Gallstone Disease: An Overview
by Marcus Jose B. Brillantes, MD, FPSGS, FPCS
This article starts below.
Gallstone disease is one of the most common gastrointestinal disorders of adult life. The incidence of gallstone formation increases with age and is seen more frequently in women than in men, at a ratio of 4:1.
Gallstones in history
The earliest known gallstone dates back to the twenty-first Egyptian Dynasty (1085-945 BC), having been discovered in the mummy of a priestess of Amen. This ancient specimen was unfortunately destroyed in the bombing of England during the second world war. Gallstones or cholelithiasis were first described in the 5th century by the Greek physician Alexander Trallianus, who wrote about stones within the bile ducts. Carl Langenbuch of Berlin was credited to have performed the first cholecystectomy or the surgical removal of the gallbladder in 1882.
Gallstones are formed from the constituents of bile. Bile is produced in the liver from cholesterol and is concentrated in the gallbladder. The three major components of bile are cholesterol, bile salts, and lecithin. Conditions that affect the relative concentrations of these components give rise to lithogenic or stone-forming bile. Bile containing excess cholesterol relative to bile salts and lecithin is predisposed to gallstone formation.
Symptoms of gallstones
Majority of individuals with gallstone disease are asymptomatic. Approximately 20 percent of patients with gallstones eventually develop symptoms, mostly biliary colic, or the right upper abdominal pain due to contraction of the gallbladder against a stone impacted in the cystic duct. A common complication of gallstone disease is acute cholecystitis, which is an inflammation of the gallbladder.

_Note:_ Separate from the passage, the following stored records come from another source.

PR #1218, opened 2020-09-25
makefile improvements

sbconsulting:
Add ability to override kind cluster name and docker repository.

### DIFF
--- a/Makefile
+++ b/Makefile
@@ -3,7 +3,8 @@ export GO111MODULE=on
 
 .PHONY: build
 
-ONOS_CONFIG_VERSION := latest
+KIND_CLUSTER_NAME ?= kind
+ONOS_CONFIG_VERSION ?= latest
 ONOS_BUILD_VERSION := v0.6.3
 ONOS_PROTOC_VERSION := v0.6.3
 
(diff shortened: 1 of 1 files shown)


Makefile
```diff
@@ -53,15 +54,18 @@ onos-config-base-docker: # @HELP build onos-config base Docker image
 onos-config-docker: onos-config-base-docker # @HELP build onos-config Docker image
 	docker build . -f build/onos-config/Dockerfile \
 		--build-arg ONOS_CONFIG_BASE_VERSION=${ONOS_CONFIG_VERSION} \
-		-t onosproject/onos-config:${ONOS_CONFIG_VERSION}
+		-t ${DOCKER_REPOSITORY}onos-config:${ONOS_CONFIG_VERSION}
```
SeanCondon, line 57: `${DOCKER_REPOSITORY}` does not seem to be set to any default here?

SeanCondon (commented):
I'd like @ray-milkey to have a look too

Makefile
sbconsulting: good catch, fixed.

ray-milkey: If I understand this change correctly, DOCKER_REPOSITORY should have a default of onosproject and this line should read ${ONOS_REPOSITORY}/onos-config

ray-milkey (changes requested):

Makefile
sbconsulting: I was starting to adopt the convention we used in Voltha, which was that each Makefile would expose a `DOCKER_REPOSITORY` environment variable, then for example a user does `DOCKER_REPOSITORY=myprivaterepo/ make images`. We did this rather than creating uniquely named environment variables for each repo. If it would be convenient to have discussion about how the variables are named we can do that next week -- I don't have a strong opinion, and just used the convention I was already used to. The default was missing from the initial patch; I've pushed an update today. There's a similar patch up for review for the config-models repo.

SeanCondon (approved):

ray-milkey (approved):

PR #1221, opened 2020-10-02
Enable transaction test

adibrastegarnia:
I think after the last bug that I fixed this test should be OK but I would like to see if it has any other problems than the previous one. 

P.S. after a little bit more testing, we can merge it.


ray-milkey (approved):
LGTM - ran four times with no troubles

PR #1226, opened 2020-10-09
Add a test for the case where rollback deletes a path

ray-milkey:


test/gnmi/deletetest.go
```diff
@@ -0,0 +1,82 @@
...
+	assert.NoError(t, err)
+	rollbackResponse, rollbackError := adminClient.RollbackNetworkChange(
+		context.Background(), &admin.RollbackRequest{Name: string(changeID)})
+
+	assert.NoError(t, rollbackError, "Rollback returned an error")
+	assert.NotNil(t, rollbackResponse, "Response for rollback is nil")
+	assert.Contains(t, rollbackResponse.Message, changeID, "rollbackResponse message does not contain change ID")
+
+	// Check that the value was really rolled back- should be an error here since the node was deleted
+	_, _, err = gnmi.GetGNMIValue(gnmi.MakeContext(), device1GnmiClient, devicePathsForGet)
```
adibrastegarnia, line 80: Perhaps you can add a TODO or something that we fix this again when we fix  the rollback.

ray-milkey: The next line asserts that an error was detected

adibrastegarnia (approved):

PR #1228, opened 2020-10-09
Check the devices to be sure the rollback happened

ray-milkey:


adibrastegarnia (approved):
@ray-milkey 
Yeah that is good to verify the device has the previous change after rollback.

Issue #1023, opened 2020-01-09
Validation of changes on gNMI set not consistent


kuujo:
Model validation in the northbound API is done prior to writing changes to stores. However, this actually creates a consistency issue for model validation. Even though a change has been validated, once it’s written to the store it may be reordered among concurrent changes, meaning a change is not necessarily validated against the state to which it will be applied.

To preserve validation in the northbound prior to writing to stores, stores would have to be locked to prevent concurrency in the northbound API. The only efficient solution is for changes to be written to stores before they’re validated, and for controllers to be allowed to validate and fail network changes.

PR #1229, opened 2020-10-13
Move validation from NB to the controller

adibrastegarnia:
This PR is moving the validation of changes from NB to the controllers. It is still a WIP and perhaps it will be changed. 

This issue for more information 
https://github.com/onosproject/onos-config/issues/1023


api/types/change/types.proto
```diff
@@ -53,8 +55,13 @@ enum State {
     // COMPLETE indicates the phase is complete
     COMPLETE = 2;
 
+
+
+    // VALIDATION_FAILED indicates validation phase is failed
+    VALIDATION_FAILED = 3;
```
kuujo, line 61: I think we should add validation as a failure `Reason` rather than a different state

adibrastegarnia: @kuujo 
I understand your point and I would like to do that as well but the reason that I used a different state, its because we don't need to rollback a change when it fails because of validation. That means in the code where we are rolling back a failed change, we need to make sure it is not because of validation which means we should include reason in checking of the conditions. Do you think Is this OK?

pkg/northbound/gnmi/set.go
```diff
@@ -418,20 +436,3 @@ func buildUpdateResult(pathStr string, target string, op gnmi.UpdateResult_Opera
 	return updateResult, nil
 
 }
-
-func validateChange(target string, deviceType devicetype.Type, version devicetype.Version,
-	targetUpdates devicechange.TypedValueMap, targetRemoves []string, lastWrite networkchange.Revision) error {
-	if len(targetUpdates) == 0 && len(targetRemoves) == 0 {
```
adibrastegarnia, line 424: I should add this to validation function

pkg/controller/change/device/validation.go
```diff
@@ -0,0 +1,87 @@
...
+
+	changeValues := change.Change.Values
+
+	modelName := utils.ToModelName(deviceType, version)
+	deviceModelYgotPlugin, ok := r.modelReg.ModelPlugins[modelName]
+	if !ok {
+		log.Warn("No model ", modelName, " available as a plugin")
+		return fmt.Errorf("no model %s available as a plugin", modelName)
+
+		//return nil
```
SeanCondon, line 40: can remove this

pkg/controller/change/device/validation.go
```diff
@@ -0,0 +1,87 @@
...
+	}
+
+	pathValues := make(map[string]*devicechange.TypedValue)
+	for _, configValue := range changeValues {
```
SeanCondon, line 44: can these 2 for loops be combined?

pkg/controller/change/device/validation.go
```diff
@@ -0,0 +1,87 @@
...
+import (
+	"fmt"
+	"sort"
+
+	devicechange "github.com/onosproject/onos-config/api/types/change/device"
+	"github.com/onosproject/onos-config/pkg/store"
+	"github.com/onosproject/onos-config/pkg/utils"
+)
+
+func (r *Reconciler) validateDeviceChange(change *devicechange.DeviceChange) error {
```
SeanCondon, line 26: validation should be on the whole configuration plus the DeviceChange - not just on a single DeviceChange on its own

A single DeviceChange might not be valid on its own, and even if it was it does not tell you whether the whole configuration is valid after the DeviceChange would be a applied

SeanCondon (commented):
validation should be on the whole configuration plus the DeviceChange - not just of a single DeviceChange on its own

pkg/controller/change/device/validation.go
adibrastegarnia: @SeanCondon Thanks for starting the review. Just to make it clear for myself. Do you mean a network change (i.e. multiple device changes) is not valid if any of device changes is not valid? If that is the case which is similar to what we do in NB by going through all the changes in a loop to validate, I took care of it in Network change controller to fail a network change if validation of device changes is failed. If you are talking about a new logic that should be added to what we have now, please explain it with more details and I will add it.

SeanCondon: @adibrastegarnia What I meant is that the validation should be applied to:
all previous DeviceChanges for that device + Snapshot for the Device + the new DeviceChange
(as if they were all squashed down to one config).

I think from the code you are applying the validation to only the DeviceChange in hand.

adibrastegarnia: @SeanCondon 
Yeah I didn't handle that because I just moved what we have in NB which seems validate just the current request coming from NB to the controller to validate the requested change but what would be the logic (validation function) look like for that kind of validation which should consider all of the previous changes and snapshot?  It sounds like we should retrieve everything build a new json tree using ygot and validate that tree which has the whole configuration including the new change.

SeanCondon: @adibrastegarnia See line 51 of setconfig.go in existing code
https://github.com/onosproject/onos-config/blob/d0ff6cf04aa47e02244fad1fe9a0398a69de522a/pkg/manager/setconfig.go#L51
It is pulling all the existing changes from store and merges them with the new proposed changes and then does build tree on the whole lot and passes this for validation

adibrastegarnia: @SeanCondon 
Thanks for the pointer. I thought that one is returning the last change so I missed it.

PR #1234, opened 2020-11-27
Update ygot and protobuf deps

adibrastegarnia:


SeanCondon (commented):
Looks good - it will be great to upgrade to these versions

I am seeing an error on linting though of 
`test/utils/gnmi/utils.go:30:2: SA1019: Package github.com/golang/protobuf/proto is deprecated: Use the "google.golang.org/protobuf/proto" package instead.  (staticcheck)`

We might have to turn off the deprecation warning in `.golangci.yml` until we can replace these classes

adibrastegarnia:
@SeanCondon 
Thanks. Yeah those updates are needed for new config models which use ygot 0.8.12. I was planning to disable linter for now because those changes are a little bit time time consuming to make sure everything is fine.

adibrastegarnia:
The dep for unit tests also need to be updated after we merge the PR in config models.

SeanCondon (approved):

PR #1239, opened 2020-12-03
Reemove integration tests and CLI build from merge commits

ray-milkey:


adibrastegarnia (changes requested):
why there is a change in go.mod?

adibrastegarnia:
these updates in go.mod affect plugins.

adibrastegarnia (approved):

PR #1240, opened 2020-12-03
Migrating away from onos-topo/api/device API to onos-api/go/onos/topo API

tomikazi:


pkg/store/snapshot/device/store.go
```diff
@@ -16,7 +16,7 @@ package device
 
 import (
 	"context"
-	"errors"
+	"github.com/atomix/go-client/pkg/client/errors"
```
SeanCondon, line 19: should this be using `onos-lib-go/pkg/errors` instead? It think it probably amounts to the same thing

SeanCondon (approved):
Looks good from my POV - 1 minor comment

pkg/device/device.go
```diff
@@ -0,0 +1,153 @@
...
+				Protocols: device.Protocols,
+			},
+		},
+	}
+
+	if o.Attributes == nil {
+		o.Attributes = make(map[string]string)
+	}
+
+	o.Attributes[topo.Type] = string(device.Type)
```
SeanCondon, line 131: @tomikazi I think part of the problem in the integration tests is the mapping between `Type`, `Version` and `Id` of `Device` which are fundamental to `onos-config` and the corresponding placeholders in the new Topo Entity-Kind model.

In the example topology loaded by `onos-umbrella` at 
https://github.com/onosproject/onos-helm-charts/blob/a764d20b4d7f8725ffb6b5f8609dece1d3ce2d5c/onos-umbrella/files/configs/berlin-grid-4-topo.yaml#L27
you can see that I did not add Type as an attribute, as I presumed it was already defined in the Entity/KindID. 

I see however that in this patch, you expect an explicity defined attribute called "Type", and the 'KindID' is set to none.

I think in general when Topo Entities are being synced to `onos-config`, if they do not have an explicit "Type" and "Version" attribute, then they should be ignored as being "**non-config**". It is always possible that there are non-config Entities in `onos-topo` as Topo will have more uses than just driving `onos-config`

pkg/store/snapshot/device/store.go
tomikazi: Good catch. Fixed.

kuujo: Actually, we need both. The errors being returned by the store should be using `onos-lib-go/pkg/errors`, but the errors being received from the Atomix primitive are of the `atomix/go-client/pkg/errors` type. So, a check like `if errors.IsNotFound(err)` on an error returned from the Atomix primitive _has_ to use the Atomix `errors` package, and Atomix errors should be converted to ONOS errors using the ONOS `errors.FromAtomix` function. We certainly should be doing that everywhere there's an error so stores are not returning Atomix errors.

What you can

kuujo: Check out the way it's implemented in onos-e2sub:
https://github.com/onosproject/onos-e2sub/blob/master/pkg/store/subscription/store.go
Every error returned by Atomix is converted to an ONOS error with `errors.FromAtomix`.

pkg/store/snapshot/device/store.go
```diff
@@ -316,7 +316,7 @@ func (s *atomixStore) Load(deviceID device.VersionedID) (*devicesnapshot.Snapsho
 	defer cancel()
 
 	entry, err := s.snapshots.Get(ctx, string(deviceID))
-	if err != nil {
+	if err != nil && !errors.IsNotFound(err) {
```
kuujo, line 319: This `errors.IsNotFound(err)` condition will _only_ work using the Atomix `errors` package since it's an Atomix error that's returned by `snaphsots.Get`. If you convert it into an ONOS error first, then you can use the ONOS `errors` package to check `IsNotFound`.

pkg/device/device.go
tomikazi: I've remapped KindId to Type and vice-versa.

PR #1242, opened 2020-12-15
Replace model registry with model API

kuujo:
This PR is the initial migration to the new model plugin API. This project is a work in progress. We'll need to do sufficient testing before we can merge this.


pkg/northbound/gnmi/set.go
```diff
@@ -313,14 +333,70 @@ func (s *Server) doDelete(prefix *gnmi.Path, u *gnmi.Path,
...
-	if err != nil {
-		return nil, err
-	}
 	deletes = append(deletes, path)
 	return deletes, nil
+}
+
+// iterate through the updates and check that none of them include a `set` of a
+// readonly attribute - this is done by checking with the relevant model
+func (s *Server) checkForReadOnly(target string, deviceType devicetype.Type, version devicetype.Version,
```
SeanCondon, line 342: `checkForReadOnly` that was there previously has been replaced - I use the `findPathFromModel` instead, because it has the benefit of finding the `type` that the path refers to, and at the same time searches throught the set of Read-Write paths in the model - and so Read-Only paths will be rejected

SeanCondon (commented):
My only issue is with `findPathFromModel`, otherwise this looks great

PR #1250, opened 2021-01-05
Do replay when watching topo

SeanCondon:
`onos-config` calls `Watch` on `onos-topo` on connection. This must replay existing entities - with `noreplay=true` only Entities that are created after startup will arrive in to `onos-config`.

An alternate approach is to do `List` first for existing devices and then watch, but this is never satisfactory as there will always be either a gap or an overlap with the 2 methods, with the risk of duplicates or missing entities.

Also I added some filters on Entity events from `onos-topo` - a **version** and a **kindid** are always required for onos-config.

### DIFF
--- a/go.mod
+++ b/go.mod
@@ -24,7 +24,7 @@ require (
 	github.com/onosproject/onos-api/go v0.7.0
 	github.com/onosproject/onos-lib-go v0.7.0
 	github.com/onosproject/onos-test v0.6.4
-	github.com/onosproject/onos-topo v0.7.0
+	github.com/onosproject/onos-topo v0.7.0 // indirect
 	github.com/openconfig/gnmi v0.0.0-20200617225440-d2b4e6a45802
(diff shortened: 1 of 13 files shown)


adibrastegarnia:
We create device simulators here: I think we need to add kind here as well:
https://github.com/onosproject/onos-config/blob/0699cfe765250c9ca0ed58526fb1fd3fcd19ac97/test/utils/gnmi/utils.go#L133

SeanCondon:
> We create device simulators here: I think we need to add kind here as well:
> https://github.com/onosproject/onos-config/blob/0699cfe765250c9ca0ed58526fb1fd3fcd19ac97/test/utils/gnmi/utils.go#L133

Kind is taken from the `Type` given here - I've ran the `gnmi` suite and they all pass

adibrastegarnia (approved):

tomikazi (approved):

PR #461, opened 2018-05-18
Corrected an import statement

jhillairet:
Correcting a single import statement which was failing.

### DIFF
--- a/plasmapy/physics/dielectric.py
+++ b/plasmapy/physics/dielectric.py
@@ -1,7 +1,7 @@
 """Functions to calculate plasma dielectric parameters"""
 
 from astropy import units as u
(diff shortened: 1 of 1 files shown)


ritiek:
I am curious to what error it causes for you! I've always thought they meant the same. However, I don't see a problem with this PR being merged in if this change takes care of it.

lemmatum:
I agree with @ritiek , no problems with merging this.
@jhillairet  Can you post a comment including the error message you got with the old import statement, along with python version/distribution?

jhillairet:
Well, I don't remember the error. That was an import error I had under Jupyter notebook, which I discovered after pulling the last revision of PlasmaPy (since few months...)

Ultrasound of the gallbladder is the gold standard for the diagnosis of gallstone disease. It has the advantage of being safe, economical, non-invasive, and highly accurate.
Treatment of gallstones
Cholecystectomy should be performed in most patients with documented and symptomatic gallstone disease. The operative risk for open cholecystectomy is very low. Rapid popularization and widespread acceptance of laparoscopic cholecystectomy has relegated open cholecystectomy to those patients with complicated biliary pathology. The overall cost of laparoscopic cholecystectomy has gone down and is now comparable to that of open cholecystectomy. The main advantages of laparoscopic cholecystectomy are shorter hospital stay and faster resumption of work.